С диссертацией Тории ознакомился лишь один профессор – председатель ученого совета. Он доложил, что содержание диссертации составляет военную тайну и потому не может быть опубликовано, но работа представляет собой исследование, вносящее огромный вклад в разработку проблемы ведения воздушной войны и, следовательно, весьма ценное для государства. Совет профессоров молча проголосовал за присуждение Тории докторской степени.
Диссертация Тории касалась проблемы физиологических и неврологических особенностей поведения человека в воздушном бою.

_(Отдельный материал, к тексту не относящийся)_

PR #387, opened 2023-05-26
Modification of GPS fitness artifacts

fabian-nunes:
Modification of Fitness modules related to GPS tracking of the apps:

- Adidas
- Garmin
- Nike
- Runkeeper
- Map My Walk
- Strava
- Puma

A new file is generated for each record, an XLSX file containing the coordinates, possibly the timestamp when the user was there, and the respective **road**, **city**, **postcode**, and **country**. This is archived using the Python dependencies **geopy** that returns this information from the coordinates.

To not overload this library and create a cache of information, the data is stored in a local SQLite3 database. In future generated reports, the users ALEAPP will get the data from the database instead of the library.

### DIFF
--- a/.gitignore
+++ b/.gitignore
@@ -110,3 +110,6 @@ ENV/
 
 # OSX Cache
 .DS_Store
+
+#GPS database cache
+coordinates.db
--- a/aleappGUI.py
+++ b/aleappGUI.py
@@ -6,7 +6,6 @@ import PySimpleGUI as sg
 import webbrowser
 import plugin_loader
 from scripts.ilapfuncs import *
-import scripts.ilapfuncs
 from scripts.version_info import aleapp_version
 from time import process_time, gmtime, strftime
 from scripts.search_files import *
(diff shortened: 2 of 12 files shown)


fabian-nunes:
Added a new commit. There may be people who do not have access during analysis or do not want to use network functionalities (get data from API and libraries), so I created a simple trigger button to activate or disable these features. By default, it will be disabled, and the modules will work just as before by activating the features of the commit before they are used (generate Excel with data). This can be used for any new module that uses features with network access.

<a href="https://ibb.co/NNmz1Sp">Captura-de-ecr-2023-05-29-s-10-48-25</a>

abrignoni:
Instead of creating a button to disable some artifacts consider adding those artifacts to the unchecked by default list in aleappGUI.py as seen in the attached image. Thanks!

Screenshot 2023-05-29 at 7 29 02 AM

fabian-nunes:
Thanks for the response. The idea of the button is not to disable the modules but to disable the specific network function of the modules (without a network, you still can generate the coordinates maps and kml file, just not the excel). 
I had different ideas, for example, a pop-up when selecting a specific module. However, this form was the simplest for this specific need.

I can just let the modules run as default and see if the user has an internet connection, and if they don't, just not execute the specific part of the module.

abrignoni:
Yes to let them run and if no connection then no execution those parts. 👏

Сажая в своеобразные макеты самолетов подопытных мышей и кроликов, он заставлял эти макеты без конца делать мертвые петли. Он и сам, разумеется, ездил на аэродром и совершал полеты на истребителе. Похлопывая по плечу офицера военно-воздушных сил, который был старше его годами, он с генеральским самодовольством говорил:
– Мы, брат, с тобой – те же мыши…
Приближались ежегодные учения по противовоздушной обороне, и военному командованию хотелось, чтобы Тории к этому времени в основном закончил свои исследования. И молодой профессор ночи напролет работал в лаборатории, находившейся в одном из засекреченных мест.

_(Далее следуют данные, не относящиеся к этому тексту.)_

PR #442, opened 2023-12-13
    Fixing the "locate at" field in the html report

segumarc:
Fixing the "locate at" field in the html report for the fitbit and googlemapsgmm artifacts.
The field was being populated with the last file_found read so it was the same everywhere even if the artifacts was from an other.
 
Ex : The Google Maps Label Places report was showing "Google Maps Label Places located at: z:\temp\data\data\com.google.android.apps.maps\databases\gmm_storage.db" and the artifcat came from "z:\temp\data\data\com.google.android.apps.maps\databases\gmm_myplaces.db"


abrignoni:
Great catch! Thanks! 💖

Issue #454, opened 2024-02-01
gmailEmails only process first bigTopDataDB found


patrickdalla:
I processed some evidences with multiple bigTopDataDB sqlite databases. Only the first is processed by current ALeapp plugin.

patrickdalla:
PR #455 would close this

PR #455, opened 2024-02-01
Support multiple Gmail database processing

patrickdalla:
Support multiple Gmail database processing. Closes issue #454


stark4n6:
@patrickdalla I would say more than 2/3 of all the parsers don't support multi-profile at this time. I've been slowly going through and attempting to update them when I have time (and to also support the timezone offsets as well for reports)

PR #487, opened 2024-05-09
Contacts from com.samsung.android.providers

patrickdalla:
In some cases the contacts database is found in the folder pattern */com.samsung.android.providers.contacts/databases


stark4n6:
@patrickdalla are the DB's the same? do they have the same tables and columns? if not the queries may need altered

stark4n6:
@patrickdalla okay will merge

После учений ему была обещана заграничная командировка. Он собирался в Европе изучить проблему физиологических условий пребывания солдат в траншеях во время первой мировой войны.
Лихорадочная ночная работа сделала профессора небрежным, он перестал соблюдать необходимые правила безопасности.
В то утро Сакико пришла в лабораторию раньше, чем обычно. Собираясь приготовить чай, она зажгла газовую плитку, чтобы вскипятить воду. А профессор в это время рядом с плиткой стал переливать спирт из бидона в стеклянную бутыль. Внезапно спирт воспламенился, и бидон взорвался…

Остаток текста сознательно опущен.